[Provided entries — start]

PR #14008, opened 2022-05-04
adds botany supplies to mining base

UselessTheremin:
does what it says on the tin. i'm planning on updating quite a bit of lavaland food and flora, since in my mind it is a bit boring currently and could have some fun rp situations and things for the mining medic to do, maybe adding some of the meals to bounties. for now, the botany trays to mining seem like a fun addition to me because it's just another option for a thing to do as shaft miner.

# Wiki Documentation

mining base image needs an update if this is merged, possibly the wiki page for miner. 

:cl:  
rscadd: minimal botany supplies added to mining base  
/:cl:

### DIFF
--- a/_maps/RandomRuins/LavaRuins/miningbase.dmm
+++ b/_maps/RandomRuins/LavaRuins/miningbase.dmm
@@ -412,15 +412,6 @@
 /obj/machinery/atmospherics/pipe/simple/supply/hidden/layer2,
 /turf/open/floor/plasteel,
 /area/mine/eva_secondary)
-"dj" = (
-/obj/machinery/power/apc{
-	dir = 4;
-	name = "Mining Vacant Room APC";
-	pixel_x = 24
-	},
-/obj/structure/cable,
-/turf/open/floor/plasteel/dark,
-/area/mine/vacant)
 "dk" = (
 /obj/structure/table,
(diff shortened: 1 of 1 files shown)


bruhlookatthisdood:
does this mean soon the mining medic will be able to set up a kitchen on lavaland?

Cartlord:
Why bother? Multiple maps already have public gardens on the station.

SomeguyManperson:
I think cotton/bamboo should be replaced with more civilian plants so it's more for making food than making gaming gear
Also a biogen is questionable since it gives access to mutagen

neeshacark:
i do quite like this, it gives the mining medic something more to do than sit at their desk all day.

JamieD1:
Do we really want to give miners more reasons to why they are not coming back to station?

bruhlookatthisdood:
> Do we really want to give miners more reasons to why they are not coming back to station?

less opertunity for them to powergame on the station with the gamer loot they grinded for

JamieD1:
> I think cotton/bamboo should be replaced with more civilian plants so it's more for making food than making gaming gear Also a biogen is questionable since it gives access to mutagen

^

JamieD1:
Sorry, as my previous statement, I do not want to make mining never come back to station.

PR #13952, opened 2022-05-01
Handcuffed people may no longer just walk through turnstiles

JamieD1:
Handcuffed people may no longer just walk through turnstiles

:cl:  
bugfix: Handcuffed people may no longer just walk through turnstiles  
/:cl:

PR #14012, opened 2022-05-05
Revert "Handcuffed people may no longer just walk through turnstiles"

Bibby0110:
Reverts yogstation13/Yogstation#13952

Lets allow this to get some more opinions yeah? 
3v3 isn't exactly decisive

### DIFF
--- a/code/game/machinery/doors/turnstile.dm
+++ b/code/game/machinery/doors/turnstile.dm
@@ -48,11 +48,8 @@
 		for(var/mob/living/rider in mover.buckled_mobs)
 			if(allowed(rider) && !mover.pulledby) //defer to the above dragging code if we are being dragged
 				allowed = TRUE
-	var/is_handcuffed = FALSE
-	if(iscarbon(mover))
-		var/mob/living/carbon/C = mover
-		is_handcuffed = C.handcuffed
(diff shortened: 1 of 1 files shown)


maxion12345:
turnstiles, like airlocks, only care about scanning that ID card and not if you have handcuffs

that being said having new handcuff types sounds fun
shock cuffs that zap you if you walk away from the person who placed them, gps tracking cuffs, strong cuffs, etc

NCRLouTenant:
> turnstiles, like airlocks, only care about scanning that ID card and not if you have handcuffs
> 
> that being said having new handcuff types sounds fun shock cuffs that zap you if you walk away from the person who placed them, gps tracking cuffs, strong cuffs, etc

I completely agree with this.  Making those cuffs locked behind a research node would also add to that choice of what to spend points on, with sec having to try to convince Sci that it's the most important thing to do.  

Would definitely be more interested in it being related to the cuffs instead of just making handcuffs lock turnstiles, but again, that's a personal opinion based on the way I play.

patpol4:
Good Bibby PR, i don't say this often so you know it's serious.

maxion12345:
turnstiles are meant to be pushed through with your body

if you use your hands then your body is weak and you need to git gud on the turnstile because that is unsanitary

JamieD1:
This is fixing a oversight in the original PR, No.

PR #14013, opened 2022-05-05
Makes turnstiles not weak sauce

JamieD1:
Makes turnstiles not weak sauce

Makes them nearly on par with airlocks now

:cl:  
tweak: Adjusted resistance on turnstiles to be less weak 
/:cl:


ToasterBiome (approved):
👎

PR #14029, opened 2022-05-07
Reworks Cowboy Lawset

Skrem7:

Tweaks Cowboy lawset. The new lawset is as follows:

1) You are a cowboy, and the crew are your people.
2) **A cowboy always provides hospitality and basic aid to someone in need, even a stranger or an enemy.**
3) **A cowboy takes care of their people.**
4) A cowboy protects themself to protect others.
5) A cowboy's word is absolute – your word is your bond and an agreement is as binding as a contract.
6) A cowboy doesn't pontificate. Be concise, pardner.

Laws 2 and 3 were firstly swapped to ensure law priority would make Cowboy primarily assist the underdog (as intended). The new Law 2 was then made more clear to minimize drastic action against any aggressors, be they right or not. The new Law 3 was also phrased to more clearly have a benign intent, rather than the infamously vague "Look out for your people".

May also need council review as it changes the phrasing of a roundstart lawset, but I don't know these things!

# Wiki Documentation

Modified Cowboy Lawset: See above

# Changelog

:cl:  MenacingManatee, Skrem_7
tweak: Tries to patch up Cowboy so there are fewer cowboys-turned-outlaws
/:cl:

### DIFF
--- a/code/datums/ai_laws.dm
+++ b/code/datums/ai_laws.dm
@@ -84,8 +84,8 @@
 	name = "Talk slowly, think quickly"
 	id = "cowboy"
 	inherent = list("You are a cowboy, and the crew are your people.",\
-					"Look out for your people.",\
-					"A cowboy always helps someone in need, even a stranger or an enemy.",\
+					"A cowboy always provides hospitality and basic aid to someone in need, even a stranger or an enemy.",\
+					"A cowboy takes care of their people.",\
 					"A cowboy protects themself to protect others.",\
 					"Honesty is absolute – your word is your bond and a handshake is more binding than a contract.",\
 					"A cowboy doesn't pontificate. Be concise, pardner.")


MenacingManatee:
I helped write this after getting feedback on issues players are having with it, so I'm fine with it. My main issue is I'm concerned with flipping the order of laws 2 and 3, but as old law 3 was always ignored due to law 2, this seems like the best way to handle it with the breadth of the aid given reduced but prioritized over helping crew

MenacingManatee (approved):

NCRLouTenant:
I really like this rewrite, especially law 2 now. Just love the idea of an AI trying to help a traitor that isn't or hasn't harmed the crew but is getting beaten by sec. (if my understanding of the law is correct, that is.)

maxion12345:
I don't think this is a good idea. Mainly:
Wording on the new law places the same priority on helping enemies as it does crew. This will conflict during crew vs enemies battles, as the AI has equal priority to aid both sides. The real question being, how would the AI aid one side, without simultaneously hampering the other side?  And if you are hampering someone, then you aren't providing aid. a scenario: A borg comes across an escaped prisoner. Does it aid the crew and report the prisoner, or does it aid the prisoner and help it hide from security? Both are valid actions for law 2 that should be acted on to ensure you are following the law, but they conflict. I can also quickly seeing this becoming "AI ROGUE IT JUST HELPED A TRAITOR ESCAPE" or something along those lines.

Current law priorities are set so that the AI functions basically as crewsimov first, looking after their crew, before giving assistance to enemies and non-crew. 

People currently ignoring law 3 is a player issue. Traitors are your people too, but most cowboy AIs go after them with security.

JamieD1:
Why dont we just yeet law 3 at this point

Skrem7:
> I don't think this is a good idea. Mainly: Wording on the new law places the same priority on helping enemies as it does crew. This will conflict during crew vs enemies battles, as the AI has equal priority to aid both sides. The real question being, how would the AI aid one side, without simultaneously hampering the other side? And if you are hampering someone, then you aren't providing aid. a scenario: A borg comes across an escaped prisoner. Does it aid the crew and report the prisoner, or does it aid the prisoner and help it hide from security? Both are valid actions for law 2 that should be acted on to ensure you are following the law, but they conflict. I can also quickly seeing this becoming "AI ROGUE IT JUST HELPED A TRAITOR ESCAPE" or something along those lines.
> 
> Current law priorities are set so that the AI functions basically as crewsimov first, looking after their crew, before giving assistance to enemies and non-crew.
> 
> People currently ignoring law 3 is a player issue. Traitors are your people too, but most cowboy AIs go after them with security.

"Look after your people" is quite literally vague enough to permit said validhunting. Yes, traitors are your people too, but not detaining them wouldn't be looking out for the rest of your people as well as arguably NOT looking out for the antagonist. In permitting an antagonist to go and commit these several crimes, they're racking up a record and actions that will force Security to take more drastic action. It's better to end something early than to let it persist, eventually maybe even culminating in execution. One can make the argument that detaining and otherwise pacifying a traitor that has or has tried to kill someone is 100% looking out for everyone involved. It's problematic beyond a playerbase issue.

Current law priorities prioritize this terrible law over everything else, thus making the rest of the lawset pointless.

In fact, switching it around makes the dichotomy MORE like present crewsimov/asimov. AI's often find themself in a situation unable to act because two individuals both included in their protected group are going after each other. The issue then becomes how to make Cowboy clarify what the type of aid you should prescribe. The understanding I have is that it's essentially supposed to continuously assist any underdog; I agree current phrasing has both Security and said escaped prisoner "in need", but it's leagues better to have that confusion and aid-all AI than whatever the hell Cowboy is right now. If a lawset continuously has player issues, that's not grounds for keeping it if those "player issues" aren't being rectified.

AI will be called rogue for helping literally anyone that is vaguely criminal even if it's under their lawset, don't pretend that's something that's a strike against this lawset. AI exists in the space in between the station's overall well-being and antags and is supposed to act to aid and interfere with both sides. This fills that.

Skrem7:
> Why dont we just yeet law 3 at this point

Tbh it is redundant at this point, either law 2 or law 3 will exist, neither can be present at the same time. Would like to see Manatee's thoughts on this because they are the OG creator of the lawset + this change, I just PR'd what they wanted.

MenacingManatee:
I'm not strongly against law 3 being removed since I do agree it does little for the law priority, however I do think it's still useful since with this change an AI will be providing basic aid and hospitality to everyone, but law 3 tells it to provide more than just basic aid to "their people", emphasizes the need to take care of the crew so the AI can't argue something that would make it effectively subverted on shift start, and adds to the theme that the AI should be good to everyone, but the people it is their duty to protect should get special treatment.



> Wording on the new law places the same priority on helping enemies as it does crew. This will conflict during crew vs enemies battles, as the AI has equal priority to aid both sides. The real question being, how would the AI aid one side, without simultaneously hampering the other side? And if you are hampering someone, then you aren't providing aid. a scenario: A borg comes across an escaped prisoner. Does it aid the crew and report the prisoner, or does it aid the prisoner and help it hide from security? Both are valid actions for law 2 that should be acted on to ensure you are following the law, but they conflict. I can also quickly seeing this becoming "AI ROGUE IT JUST HELPED A TRAITOR ESCAPE" or something along those lines.

Law 2 only says basic aid and hospitality. Basic aid and hospitality should really be limited to stuff like medical attention and access to non-restricted areas (although its left open to AI interpretation). In my mind, basically how you'd treat a house guest that's a casual acquaintance to you vs your actual family or close friends.

maxion12345:
after observing much back and forth I've concluded cowboy laws bad, Asimov good.

JamieD1 (approved):

PR #14031, opened 2022-05-07
Buffs Goliath and Pathfinder Cloaks

Skrem7:

Buffs Goliath cloak to not be burnable (because why?) AND REMOVED THE PLATE PART IN CONJUNCTION WITH https://github.com/yogstation13/Yogstation/pull/14051 BECAUSE there's almost zero reason to waste precious plates on goliath now (it's a trap).

Also buffs Pathfinder cloak to not nerf the bullet/laser armor when making it from a Goliath cloak, as the Goliath cloak had better base armor in those regards.

# Wiki Documentation

Goliath Cloak has FIRE_PROOF tag so it doesn't burn off your back.
Pathfinder cloak bullet/laser armor up to 25/25 from 20/20, putting it on par with goliath cloak if the former doesn't have plates.

# Changelog

:cl:  
tweak: Goliath cloak now won't burn off, mildly increases Pathfinder bullet/laser armor values
/:cl:


JamieD1:
@SomeguyManperson

Skrem7:
> SomeguyManperson

The impression I got from talking to him was a reluctance for the Pathfinder cloak buff bcuz it does get more bullet/laser/energy armor from each but I do find it simply ridiculous that it loses armor despite the fact that it should be a direct upgrade to the Goliath cloak.

As for the Goliath cloak changes, the main argument I can see against plates is "why not just use those plates to build the natural upgrade" IE Pathfinder cloak, which is semi-valid, but Pathfinder gear is obnoxiously expensive, and one might rather be content and upgrade the mid-class armor they have. As for the FIRE_PROOF, that's just QoL.

SomeguyManperson (approved):
mining poewrcreep woo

[Provided entries — finish]

▶ **Work required**
The range runs from the line with "gaming gear Also" up to and including the line with "turnstiles are meant" in the listing above; please write out exactly those lines and nothing more.

▶ **Response to this task**
> I think cotton/bamboo should be replaced with more civilian plants so it's more for making food than making gaming gear Also a biogen is questionable since it gives access to mutagen

^

JamieD1:
Sorry, as my previous statement, I do not want to make mining never come back to station.

PR #13952, opened 2022-05-01
Handcuffed people may no longer just walk through turnstiles

JamieD1:
Handcuffed people may no longer just walk through turnstiles

:cl:  
bugfix: Handcuffed people may no longer just walk through turnstiles  
/:cl:

PR #14012, opened 2022-05-05
Revert "Handcuffed people may no longer just walk through turnstiles"

Bibby0110:
Reverts yogstation13/Yogstation#13952

Lets allow this to get some more opinions yeah? 
3v3 isn't exactly decisive

### DIFF
--- a/code/game/machinery/doors/turnstile.dm
+++ b/code/game/machinery/doors/turnstile.dm
@@ -48,11 +48,8 @@
 		for(var/mob/living/rider in mover.buckled_mobs)
 			if(allowed(rider) && !mover.pulledby) //defer to the above dragging code if we are being dragged
 				allowed = TRUE
-	var/is_handcuffed = FALSE
-	if(iscarbon(mover))
-		var/mob/living/carbon/C = mover
-		is_handcuffed = C.handcuffed
(diff shortened: 1 of 1 files shown)


maxion12345:
turnstiles, like airlocks, only care about scanning that ID card and not if you have handcuffs

that being said having new handcuff types sounds fun
shock cuffs that zap you if you walk away from the person who placed them, gps tracking cuffs, strong cuffs, etc

NCRLouTenant:
> turnstiles, like airlocks, only care about scanning that ID card and not if you have handcuffs
> 
> that being said having new handcuff types sounds fun shock cuffs that zap you if you walk away from the person who placed them, gps tracking cuffs, strong cuffs, etc

I completely agree with this.  Making those cuffs locked behind a research node would also add to that choice of what to spend points on, with sec having to try to convince Sci that it's the most important thing to do.  

Would definitely be more interested in it being related to the cuffs instead of just making handcuffs lock turnstiles, but again, that's a personal opinion based on the way I play.

patpol4:
Good Bibby PR, i don't say this often so you know it's serious.

maxion12345:
turnstiles are meant to be pushed through with your body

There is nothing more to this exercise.